Rédigé par Nicole Mari le Samedi 28 Mai 2016 à 00:51 | Modifié le Samedi 28 Mai 2016 - 13:13


Le test sur les OSP (Obligations de service public) pour la desserte maritime entre les ports corse et Marseille n’ayant rien donné, l’Assemblée de Corse (CTC) a adopté, vendredi, le rapport sur une Délégation de service public (DSP) provisoire pour un an, d’octobre 2016 à octobre 2017. La veille, un avenant sur le capital a été voté. A l’exception du Front de Gauche qui a déposé 12 amendements et voté contre, le projet de DSP, dans le prolongement de celui existant, agrémenté de fortes baisses de tarifs, n’a pas soulevé de vagues.


Transports maritimes : Une DSP provisoire et des baisses de tarifs conséquentes
La consultation test, lancée le 15 avril dernier par l’Exécutif, concernant la possibilité d’OSP en remplacement de la DSP sur la desserte maritime entre les ports corses et Marseille, « n’a pas été satisfaisante du point de vue du périmètre proposé, nous proposons, donc, comme le permet la loi et admet la Commission européenne en procédure d’urgence, ce contrat transitoire de DSP pour un an, à partir du 1er octobre 2016 ». C’est par ces mots que le conseiller exécutif et président de l’Office des transports (OTC), Jean-Félix Acquaviva, introduit le rapport proposant une DSP pour la période du 1er octobre 2016, - date de la fin de la DSP actuelle - , au 1er octobre 2017. La délibération du 15 avril prévoyait qu’au cas où le test sur les OSP ne serait pas probant, la CTC pourrait se réengager sur une DSP. La consultation s’achevant au 30 mai, aucun opérateur ne s’étant manifesté, l’Exécutif a pris les devants. « La seule voie possible pour la meilleure sécurité juridique, si les OSP ne sont pas permises, c’est de faire une DSP transitoire sur un an qui reprend en grande partie les prescriptions de l’ancienne DSP 2013-2024 résiliée par le tribunal administratif, mais en l’améliorant ».
 
De fortes baisses de tarifs
La première amélioration est apportée au niveau de la méthode. « Par rapport à l’ancienne DSP, nous voulons respecter les délais de mise en concurrence au niveau transparence. C’est pour cela que nous examinons le rapport aujourd’hui », précise le président de l’OTC. La deuxième amélioration et la plus significative est au niveau tarifaire avec des baisses importantes des tarifs résident, fret et à l’export pour les entreprises qui produisent en Corse.
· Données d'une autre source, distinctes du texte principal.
PR #199, opened 2023-12-31
MGMT-16479: Adding new command to lca that will run IBI installation flow

tsorya:
IBI FLOW: Adding new command to lca that will run IBI installation flow
Run state root preparation flow on iso
Precache images

### DIFF
--- a/ibu-imager/ops/execute.go
+++ b/ibu-imager/ops/execute.go
@@ -16,6 +16,7 @@ import (
 //go:generate mockgen -source=execute.go -package=ops -destination=mock_execute.go
 type Execute interface {
 	Execute(command string, args ...string) (string, error)
+	ExecuteWithLiveLogger(command string, args ...string) (string, error)
 }
 
 type executor struct {
@@ -59,6 +60,10 @@ func (e *regularExecutor) Execute(command string, args ...string) (string, error
 	return e.executor.execute(nil, "", command, args...)
 }
 
+func (e *regularExecutor) ExecuteWithLiveLogger(command string, args ...string) (string, error) {
+	return e.executor.execute(e.executor.log.Writer(), "", command, args...)
+}
+
 type nsenterExecutor struct {
 	executor
 }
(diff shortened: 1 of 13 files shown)


ibu-imager/ops/execute.go
```diff
@@ -67,7 +72,11 @@ func NewNsenterExecutor(logger *logrus.Logger, verbose bool) Execute {
 	return &nsenterExecutor{executor: executor{logger, verbose}}
 }
 
-func (e *nsenterExecutor) Execute(command string, args ...string) (string, error) {
+func (e *nsenterExecutor) ExecuteWithLiveLogger(command string, args ...string) (string, error) {
```
eranco74, line 75: Something is off here.
you have `ExecuteWithLiveLogger` twice.
Also, why wrap `Execute` with `baseExecute`?

ibu-imager/ops/ops.go
```diff
@@ -208,7 +208,7 @@ func (o *ops) ExtractTarWithSELinux(srcPath, destPath string) error {
 }
 
 func (o *ops) RemountSysroot() error {
-	_, err := o.hostCommandsExecutor.Execute("mount", "/sysroot", "-o", "remount,rw")
+	_, err := o.hostCommandsExecutor.Execute("mount", "/mnt/sysroot", "-o", "remount,rw")
```
eranco74, line 211: Won't this break IBU?

internal/ostreeclient/ostreeclient.go
```diff
@@ -15,41 +16,60 @@ type IClient interface {
...
 
 func (c *Client) Deploy(osname, refsepc string, kargs []string) error {
 	args := []string{"admin", "deploy", "--os", osname}
+	if c.ibi {
+		args = append(args, "--sysroot", "/mnt")
+	}
 	args = append(args, kargs...)
 	args = append(args, refsepc)
-	if c.IsOstreeAdminSetDefaultFeatureEnabled() {
+	if c.IsOstreeAdminSetDefaultFeatureEnabled() && !c.ibi {
```
eranco74, line 60: Why not just set it as default in case of IBI?

ibu-imager/ops/ops.go
tsorya: mistake

internal/ostreeclient/ostreeclient.go
tsorya: I will change places between them but i don't fully understand the comment

ibu-imager/ops/execute.go
tsorya: cause this is interface with 2 functions? and here we have 3 different options of this interface. chroot, nsenter and os.cmd

main/precache-workload/main.go
```diff
@@ -91,20 +89,18 @@ func main() {
 
 	log.Info("Loaded precache spec file.")
 
-	// Change root directory to /host
-	if err := syscall.Chroot(common.Host); err != nil {
-		terminateOnError(fmt.Errorf("failed to chroot to %s, err: %w", common.Host, err), Failure)
-	}
-	log.Infof("chroot %s successful", common.Host)
-
```
sakhoury, line 99: The pre-caching k8s job needs to chroot to the mounted host filesystem. May I ask why you removed this?

tsorya: I changed it to be the same as all other code. Now it uses chroot executor

PR #202, opened 2024-01-03
Fixing mirror registry in case seed registry is part of mirror configuration sources

tsorya:


donpenney:
Now that we have a compatibility version identifier with https://github.com/openshift-kni/lifecycle-agent/pull/188, does this PR need to increment the SeedFormatVersion value in internal/common/consts.go?

donpenney (approved):

PR #206, opened 2024-01-04
Dummy change to test #204

omertuc:
Ignore


omertuc:
Could it be that [non-openshift org labels](https://github.com/openshift/release/blob/1659b748737627b61939fc9650d8c33da40134d7/core-services/prow/02_config/_labels.yaml#L1016-L1022) are ignored?

donpenney:
> Could it be that [non-openshift org labels](https://github.com/openshift/release/blob/1659b748737627b61939fc9650d8c33da40134d7/core-services/prow/02_config/_labels.yaml#L1016-L1022) are ignored?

Le tarif résident classique diminue de 15 %, le tarif cabine de 7%. Le tarif résident contraint, c’est-à-dire avec une réservation 30 jours avant pour une durée minimale de 7 jours, est 30 % moins cher que le nouveau tarif résident et concerne 30% de la capacité des navires. Le tarif matière premières à consommation dans l’île baisse de 8%. Un tarif pour les matières premières, qui sont transformées dans l’île en produits finis, passe de 45 € à 20 € le mètre linéaire, soit une chute de 54 %. Idem pour le produit fini sortant. Un tarif Export Plus de 15 € le mètre linéaire, pour les filières qui transforme des matières premières locales, par exemple la filière bois, les filières fermières, les AOC…  contre 45 € aujourd’hui, soit 64 % de baisse.
 
Un impact économique
« Cette politique tarifaire démontre notre volonté de mettre au cœur du système de continuité territoriale le principe fondamental d’atténuer les contraintes de l’insularité. Le critère, qui permet de jouer pour atténuer cette contrainte, est le tarif. Même si d’autres critères sont importants en matière de sécurité, le tarif est le seul à avoir un impact économique et social en termes de service public. Nous avons voulu faire en sorte que nos entreprises ne subissent plus de surcouts par rapport à leur volonté d’exister et de se développer », explique Jean-Félix Acquaviva. Les autres améliorations consistent en des renforcements de modalités de commission de contrôle. « Elles résultent des discussions qui ont été menées sur les avenants du contrat actuel pour arriver à la juste compensation ». Une prescription, qui avait déjà été votée sous la mandature précédente, a été reconfirmée. A la fin de chaque contrat, un bilan sera établi entre les charges et les recettes effectivement réalisées. S’il y a un écart de 1% par rapport au prévisionnel, les opérateurs devront reverser au service des transports les sommes qui ont été attribuées. « C’est très important du point de vue du contrôle à-posteriori ».
 
Plus de fréquence
D’autres éléments qualitatifs ont été introduits, comme une rotation supplémentaire en fret, le dimanche sur les lignes d’Ajaccio et de Bastia. « Nous allons négocier avec les opérateurs maritimes des horaires de débarquement à quai à 6 heures du matin parce que cela a un impact considérable sur les agglomérations et la circulation urbaine. Cet horaire évite les engorgements dus aux entrées scolaires et au travail et la pollution tout en optimisant les retombées économiques commerciales ». Le fret circulera, ainsi, 7 jours  sur 7, à raison de deux allers retour par jour sur Bastia et Ajaccio, et 3 par semaine sur Porto-vecchio, Ile Rousse et Propriano. « Notre objectif est de permettre à la continuité territoriale de servir l’économie de la Corse. Nous aurions voulu mettre d’autres critères qualitatifs, mais l’urgence ne nous a pas permis de le faire. Nous les renvoyons au débat de juin sur le mode de gestion de la compagnie maritime régionale ». Ce débat sur le mode de gestion pour la période 2017-2025 soldera les questions sur la future compagnie régionale, à savoir le retour de l’outil naval à la CTC pour fonder une SEM d’investissement.
 
Des recours en cascade
L’opposition, à l’exception du Front de gauche, adhère à la démarche d’une DSP provisoire.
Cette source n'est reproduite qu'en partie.